Substitution négative à l’intérieur d’une substitution négative, l’espace central maintenant glocalisé n’est pas la destinée de l’intelligence mais de son double. La pandémie nous donne un avant-goût de la règle en devenir. Dans le sensible déserté, les machines sont de sortie : reconnaissance faciale en Chine, traçage à Taïwan, robots à Tunis, drones à Paris et ainsi de suite. L’ordre des automates règne dans les rues. Le pouvoir coercitif use et abuse de ses nouveaux outils de contrôle de la population en temps de paix avec la même convulsivité du gamin terrorisant son jouet. L’Etat-nation se transforme en Etat-major perpétuellement en guerre contre sa population. Les quelques indisciplinés qui bravent le confinement se déguisent en dinosaures. Inconscient de l’extinction quand tu nous tiens !
Confiner pour mieux régner
A l’image de toutes les épidémies, celle du covid-19 additionne le ressenti corporel individuel à une problématique spatiale collective. De Santiago à Hong-Kong, en passant par le Liban, la France ou l’Algérie, il y avait comme un air d’insurrection dans l’air au moment de l’apparition de ce récent coronavirus. Son premier effet global fut l’assèchement de cette velléité contestataire car quelques exceptions confirment la même règle : confinement, états d’urgence, couvre-feux et tout l’arsenal répressif dont les puissants usent, a fortiori maintenant qu’ils le font en toute liberté. Parfois appelé du vœux-même de populations apeurées, soumises, rendues dociles et impuissantes par ceux-là qui les « gouvernent », comprenez qui les asservissent et les assujettissent à un mode unique de pensée, de productivité et de sensations en dehors duquel une prohibition la plus ferme qui soit s’abat, les possibles annihilés.

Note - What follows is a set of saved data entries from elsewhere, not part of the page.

PR #1007, opened 2024-06-14
Add userInsertedDevices attribute to DeviceChangeEvent

### LINKED ISSUE #966: Should devicechange fire when the device info changes?
I noticed a browser inconsistency in the way the `'devicechange'` event gets fired. But I think the spec isn't very clear which browser is behaving correctly.

These days all browsers reduct the information available by querying `enumerateDevices()` as long as the page has for example no permission to access the microphone. However this changes after a successful call to `getUserMedia()`. This behavior seems to be similar across all browser.

But only Safari fires a `'devicechange'` event when it exposes the `label` of a device as a result of a permission change. This inconsistency can be easily worked around by calling `enumerateDevices()` again after each call to `getUserMedia()` but it doesn't work if the user changes the page permission in the browser settings.

The spec currently says ...

> When new media input and/or output devices are made available to the [User Agent](https://w3c.github.io/mediacapture-main/#dfn-user-agent), or any available input and/or output device becomes unavailable, or the system default for input and/or output devices of a [MediaDeviceKind](https://w3c.github.io/mediacapture-main/#dom-mediadevicekind) changed, ...

At least on my MacBook Chrome is the only browser which actually adds a device after the user has granted permissions to see the full list of devices. It shows the default device twice. However it doesn't fire a `'devicechange'` event.

Firefox only changes the `label` which I would argue means the device is still the same and therefore `'devicechange'` shouldn't fire at least in the way it is defined today.

Safari changes all properties including `deviceId` and `groupId` which could be interpreted as a completely new device. It consequently fires a `'devicechange'` event.

As a developer building applications using this API I would love all browsers to fire a `'devicechange'` event whenever anything changes in the device list including `label` changes.

jan-ivar:
Fixes #966. For discussion.

***
<a href="https://pr-preview.s3.amazonaws.com/jan-ivar/mediacapture-main/pull/1007.html" title="Last updated on Jun 20, 2024, 1:33 PM UTC (898177b)">Preview</a> | <a href="https://pr-preview.s3.amazonaws.com/w3c/mediacapture-main/1007/cec8e2a...jan-ivar:898177b.html" title="Last updated on Jun 20, 2024, 1:33 PM UTC (898177b)">Diff</a>

### DIFF
--- a/getusermedia.html
+++ b/getusermedia.html
@@ -3467,6 +3467,10 @@ interface DeviceChangeEvent : Event {
                 to disambiguate this signal from differences in {{devices}}
                 that might happen from changes in device information exposure.</p>
               </div>
+              <div class="note">
+              If the attribute is missing, it means that this UA has not been upgraded to implement
+              this version of the specification.
+              </div>
             </dd>
           </dl>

Pour rappel, l’O.M.S. n’a à aucun moment préconisé le confinement (les recommandations étant le dépistage généralisé et la mise en isolation totale des infectés uniquement). En réalité, les mesures de distanciations sociales ne sont pas des contraintes de santé publique mais des solutions oppressives de gestion de crise, seule manière que le pouvoir politico-financier conçoit. Afin de cacher tant bien que mal sa faillite, on élude totalement l’essentiel : l’écrasante majorité des morts ne le sont pas à cause du virus lui-même mais bel et bien à cause de l’infection de la santé publique par le capitalisme. Infection pensée, voulue et appliquée la plupart du temps par les soient-disant « gouvernants » à travers la force et la violence de leurs bras armés.
Aux seules mesures capables d’endiguer la pandémie que les Etats-majors du téralibéralisme ont détruit, on substitue des mécanismes qui ont un triple effet : éviter la responsabilisation du modèle capitaliste quant à la création-même du virus et son expansion, assécher la protestation globale et récurrente depuis la Révolution Tunisienne qui le frappait de plein-fouet mais encore et surtout préparer le monde post-capitaliste.